John Clay: Cats require difficult double from Knight

Herald-Leader Sports ColumnistJanuary 16, 2011 

Brandon Knight can really shoot.

Brandon Knight is also a point guard and, at times, John Calipari wants him to do what point guards do, like pass, and get the team into its offense, and lead, and distribute, and get things going.

But, boy, Brandon Knight sure can shoot.

So sometimes, matters can fall out of balance. The loss to Georgia a week ago was one of those times. Knight scored just 10 points, which would have been all right had he done a better job of doing what point guards are supposed to traditionally do.

Instead, afterward, Calipari said, "Brandon was awful."

To be fair, Knight was far from the only Cat that Calipari did not believe played well, but later, when we the media relayed Calipari's comments to Knight, there was a slight bit of surprise in the Floridian's eyes, before yes, he agreed.

"I feel like I didn't play as well as I could have," Knight conceded.

It's a tough balancing act, one I'm not sure we fully appreciate. Kentucky's 82-44 drubbing of LSU on Saturday seemed to point that out.

Knight made the game's first two baskets, a pair of three-pointers. He scored 13 points in the first half, on the way to a team-high 19. He made seven of 14 shots, including five of seven from three-point land.

"He set the tone offensively," said assistant coach John Robic, who subbed for Calipari in the post-game news conference.

But that wasn't the first thing Robic mentioned with regard to Knight.

"Brandon is making better decisions," said Robic.

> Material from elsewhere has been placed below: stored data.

PR #102, opened 2023-05-31
treewide: wallpaper refactor

SomeGuyNamedMay:
# Checklist

- [x] Module support
- [x] Check function for types that actually restricts the type
- [x] Add documentation
- [ ] Add testing

# Potential Additions

- Move more configuration into the custom types such as polarity
- Additional constructors for things such as generating a wallpapers like penrose tiling's and the like
- Add a utility function for documenting constructors

# Reference

The following depend or should be improved based on this PR:

- https://github.com/danth/stylix/issues/131
- https://github.com/danth/stylix/issues/182
- https://github.com/danth/stylix/issues/207
- https://github.com/danth/stylix/issues/208
- https://github.com/danth/stylix/issues/251
- https://github.com/danth/stylix/issues/63
- https://github.com/danth/stylix/pull/135
- https://github.com/danth/stylix/pull/157
- https://github.com/danth/stylix/pull/175


stylix/palette.nix
```diff
@@ -46,6 +24,7 @@ in {
     (lib.mkRemovedOptionModule [ "stylix" "palette" "base0D" ] "Using stylix.palette to override scheme is not supported anymore")
     (lib.mkRemovedOptionModule [ "stylix" "palette" "base0E" ] "Using stylix.palette to override scheme is not supported anymore")
     (lib.mkRemovedOptionModule [ "stylix" "palette" "base0F" ] "Using stylix.palette to override scheme is not supported anymore")
+    (lib.mkRemovedOptionModule [ "stylix" "image" ] "Using stylix.image to override scheme is not supported anymore, use the constructor based approach described on the website instead")
```
danth, line 27: I think it's possible to have this transfer the image to the new option, and print a warning, rather than an error. That would avoid breaking old configs.

stylix/palette.nix
```diff
@@ -61,71 +40,25 @@ in {
...
     };
 
-    image = mkOption {
-      type = types.coercedTo types.package toString types.path;
-      description = mdDoc ''
+    wallpaper = mkOption {
+        type =
+        let
+          customTypes = config.lib.stylix;
+        in with types; oneOf [customTypes.static customTypes.animation customTypes.video customTypes.slideshow];
```
danth, line 47: Probably neater to use a `with` here

```suggestion
        with types; with config.lib.stylix; oneOf [static animation video slideshow];
```

SomeGuyNamedMy:
running into this weird error when building docs
[error.txt](https://github.com/danth/stylix/files/11682049/error.txt)

SomeGuyNamedMy:
ready for review when you've got time.

SomeGuyNamedMy:
i believe any window manager that worked with feh should work with the animations?

SomeGuyNamedMy:
@danth i think this is ready whenever you have time

lib/types.nix
```diff
@@ -0,0 +1,41 @@
...
+      name = "static";
+      description = "static";
+      descriptionClass = "static image";
+      check = isStatic;
+    };
+
+    animation = mkOptionType {
+      name = "animation";
+      description = "animation";
+      descriptionClass = "non video animation";
```
danth, line 16:
```suggestion
      descriptionClass = "animated image such as a GIF";
```

lib/types.nix
```diff
@@ -0,0 +1,41 @@
...
+      check = isSlideshow;
+    };
+  };
+
+  # boolean to check if object is type
+
+  config.lib.stylix.isStatic = value: (builtins.attrNames value == [ "colors" "image" ]);
+  config.lib.stylix.isAnimation = value: (builtins.attrNames value == [ "animation" "colors" "image" ]);
+  config.lib.stylix.isVideo = value: (builtins.attrNames value == [ "colors" "image" "video" ]);
+  config.lib.stylix.isSlideshow = value: (builtins.attrNames value == [ "colors" "delay" "image" "images" ]);
```
danth, line 40: Might be neater to put these with the corresponding type rather than the bottom of the file.

lib/utils.nix
danth, line 1: I'd recommend writing these inside a `config.lib.stylix = { }` bracket rather than repeating `config.lib.stylix` on every line

modules/sway/hm.nix
```diff
@@ -21,7 +21,44 @@ in {
     (lib.mkIf config.stylix.targets.sway.enable {
       wayland.windowManager.sway.config = {
         inherit fonts;
+          startup =
+          let
+            slideshowScript = pkgs.writeScript "script.sh" ''
+            if [[ $# -lt 1 ]] || [[ ! -d $1 ]]; then
+              echo "Usage:
+              $0 <dir containg images>"
```
danth, line 29: Typo
```suggestion
              $0 <dir containing images>"
```

modules/sway/hm.nix
```diff
@@ -21,7 +21,44 @@ in {
     (lib.mkIf config.stylix.targets.sway.enable {
       wayland.windowManager.sway.config = {
         inherit fonts;
+          startup =
+          let
+            slideshowScript = pkgs.writeScript "script.sh" ''
```
danth, line 26: This slideshow script is repeated in a few places, I've only reviewed this copy, maybe we should move it to a central file if possible

modules/sway/hm.nix
```diff
@@ -21,7 +21,44 @@ in {
...
+
+            # This controls (in seconds) when to switch to the next image
+            INTERVAL=${builtins.toString config.stylix.wallpaper.delay}
+            
+            while true; do
+            	find "$1" \
+            		| while read -r img; do
+            			echo "$((RANDOM % 1000)):$img"
+            		done \
+            		| sort -n | cut -d':' -f2- \
```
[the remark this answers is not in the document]
SomeGuyNamedMy: i ended up using a different solution to simplify the script

modules/sway/hm.nix
SomeGuyNamedMy: i think moving the wayland one to lib would be a good idea cause that can be used in other compositors like river, however the xorg version i can only really see working through xsession.

danth:
We need to update the configuration page on the website to use the new constructors

SomeGuyNamedMy:
do we want to run checks on that wallpaper types that ensures there contents are of the correct types?

danth:
That would be good if possible

danth:
I'm wondering if we should rename the option from `wallpaper` to something like `theme` or `scheme`, since it also contains the colour scheme and some other settings not related to the wallpaper.

SomeGuyNamedMy:
yea i thought about that as well, ill differ to you on that one.

danth:
I found a small problem if you set a wallpaper on Wayland which is wider than the screen.

(I'm running Hyprland so it's not directly using your code, but I copied the `wbg` command into my config.)

wbg wallpaper

It would look better if the image was cropped rather than squashed, which is what `swww` does by default.

swww wallpaper

We already use `swww` for slideshows and animations, so perhaps it would make sense to use it for static images too - then we also get a smooth transition if the config is changed.

`swaybg` also supports the crop if you run it with `swaybg --image «path to image» --mode fill`.

SomeGuyNamedMy:
@danth do you mind if i add hyprland support to this pr as well? it would make to wlroots side of things easier for me to test

danth:
I feel like Hyprland might be better left for a separate pull request - this one is almost ready to merge.

danth:
Hi! Sorry for the radio silence, I just merged Hyprland support using the new Home Manager module if you were wanting to use that for the wallpapers

SomeGuyNamedMy:
i went and looked on the kde side and cant find a way do set animations using nix, they appear to be available using plugins though, maybe we could place the image/animation/video in .config/stylix for desktops that we cant directly support?

SomeGuyNamedMy:
also i went looking into adding the extra utility functions to lib, it appears to be possible, but difficult to implement, since we use them both as a user facing interface, as well as internally.

danth:
Although we can't add things to `lib` we should be able to make a separate `stylix` input so you can write `stylix.function` rather than `config.lib.stylix.function`. I was planning to commit that as soon as I have time to work on it, possibly later today

danth:
It looks like anywhere we use `swww`, if you set a slideshow wallpaper then change it to a different slideshow, the script will end up running twice until you restart. Could we find a way to fix this? Maybe moving it to a systemd user service would help.

SomeGuyNamedMy:
i went and checked on the kde side of things, it appears that we would somehow have to install a plugin to use a non static wallpaper in kde, i dont have much experience with the kde nix inferstructure, so im not sure how, or if you even can, install kde plugins using nix.

danth:
In my experience with KDE on NixOS there's not much you can set up declaratively beyond basic settings. There might be a way to install the plugin by running commands from an activation script, user service or whatever, but that's not so reliable.

SomeGuyNamedMy:
went ahead and put the wallpaper in etc/stylix and .config/stylix for unsupported modules

modules/wlroots/hm.nix
```diff
@@ -0,0 +1,87 @@
...
+      Description = "Wallpaper daemon";
+      Documentation = [ "https://github.com/Horus645/swww#readme" ];
+      PartOf = [ "graphical-session.target" ];
+    };
+    Service = {
+      Type = "notify";
+      NotifyAccess = "all";
+      Environment = [ "PATH=${pkgs.swww}/bin" ];
+      ExecStart = "${pkgs.swww}/bin/swww init --no-daemon";
+      ExecStop = "${pkgs.swww}/bin/swww kill";
```
trueNAHO, line 29: Is `PATH` required in `swww.Service.Environment` when `swww.Service.ExecStart` and `swww.Service.ExecStop` already use the absolute `/nix/store/<swww>/bin/sww` path?

trueNAHO (changes requested):

modules/xorg/nixos.nix
```diff
@@ -0,0 +1,30 @@
...
+  config.services.xserver.displayManager.sessionCommands = lib.mkIf config.stylix.targets.xorg.enable 
+    (if (isAnimation config.stylix.wallpaper) then ''
+      ${pkgs.xwinwrap}/bin/xwinwrap -fs -ni -b -nf -ov -- mpv -wid WID --loop --no-audio ${config.stylix.wallpaper.animation}
+    '' else
+      (if (isVideo config.stylix.wallpaper) then ''
+        ${pkgs.xwinwrap}/bin/xwinwrap -fs -ni -b -nf -ov -- mpv -wid WID --loop --no-audio ${config.stylix.wallpaper.video}
+      '' else
+        (if (isSlideshow config.stylix.wallpaper) then "${slideshowScript}"
+        else "${pkgs.feh}/bin/feh --no-fehbg --bg-scale ${config.stylix.wallpaper.image}")));
+}
```
trueNAHO, line 30: Should we not refactor this logic into an internal module because it is very similar to what is done in `modules/xorg/hm.nix`.

modules/xorg/hm.nix
```diff
@@ -0,0 +1,34 @@
...
+       || spectrwm.enable
+       || xmonad.enable);
+
+ config.xsession.initExtra = lib.mkIf config.stylix.targets.xorg.enable 
+   (if (isAnimation config.stylix.wallpaper) then ''
+     ${pkgs.xwinwrap}/bin/xwinwrap -fs -ni -b -nf -ov -- mpv -wid WID --loop --no-audio ${config.stylix.wallpaper.animation}
+   '' else
+     (if (isVideo config.stylix.wallpaper) then ''
+       ${pkgs.xwinwrap}/bin/xwinwrap -fs -ni -b -nf -ov -- mpv -wid WID --loop --no-audio ${config.stylix.wallpaper.video}
+     '' else
```
trueNAHO, line 31: Should we refactor into a variable:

First of all, Knight's a freshman. He's an extremely bright freshman. You don't have to know his grades — perfect 4.0 first semester — to know that; you can tell that from talking to him. But he's still a freshman, a freshman with a lot of responsibility.

A year ago, John Wall scored points, but did so in a less-traditional way. He scored his points in the paint with his quickness and at the foul line with his ability to draw fouls. He got points in transition. Wall wasn't a shooter. He was a scorer. But his team didn't need for him to get points, not all the time, not with DeMarcus Cousins and Patrick Patterson and Eric Bledsoe on the roster.

"Last year," said LSU Coach Trent Johnson on Saturday, "that team could punish you in the post. This team has four guys who can step out."

Knight is one of the four. And at times, more times than last year's team needed Wall, this team needs Knight to step out and score. It needs him to be a score-first point guard. Yet, at the very same time, it needs him be a get-everyone-involved point guard. Be both.

"And that's hard, now," Calipari said.

The loss in Athens was a perfect example. Knight played all 40 minutes, committed just one turnover. He scored just 10 points, but that wasn't what Calipari was unhappy about. The coach thought the freshman failed to get the offense going, failed to lead his team where it needs it most, on the road.

Saturday, admittedly against lesser competition, that wasn't a problem. Knight scored. But he also led.

"He had a couple of lapses today, but that's going to happen," Robic said. "He's leading the team. He's being more vocal. And I think that's true with any freshman point guard, especially the freshman point guards we've had in the past. The thing that separates him is that he can knock down shots."

What did Knight work on after the Georgia loss?

"Just sure I'm making the right passes," he said. "Like I said, just trying to run the team. That's the main thing, trying to control the game, and run the team. And put our team in good sets, and control the game. The main thing is that starts in practice."

Not coincidentally, Robic said UK had practiced really well the past three or four days.

"I think," Knight said, "that's us starting to jell."